RECORDS FOR PROCESSING
PR #910, opened 2018-10-07
Fix typo EXPOSED -> EXPORT

rstub:


rstub:
Ooops, actually it is the other way round. I will update the PR.

rstub:
BTW, I also get some (pedantic) warnings:

```
expose_class.cpp:4:19: warning: extra ‘;’ [-Wpedantic]
 RCPP_EXPOSED_AS(A);
                   ^
```

Should I remove the `;`?

eddelbuettel:
Thanks for the PR.  We generally like to hear about things _first in an issue ticket_.  So what is this fixing?  Documentation issues only?   Apart from the `-pedantic` ?

rstub:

TASK BRIEF
Output the full listing exactly, please.

WRITTEN SOLUTION
PR #910, opened 2018-10-07
Fix typo EXPOSED -> EXPORT

rstub:


rstub:
Ooops, actually it is the other way round. I will update the PR.

rstub:
BTW, I also get some (pedantic) warnings:

```
expose_class.cpp:4:19: warning: extra ‘;’ [-Wpedantic]
 RCPP_EXPOSED_AS(A);
                   ^
```

Should I remove the `;`?

eddelbuettel:
Thanks for the PR.  We generally like to hear about things _first in an issue ticket_.  So what is this fixing?  Documentation issues only?   Apart from the `-pedantic` ?

rstub:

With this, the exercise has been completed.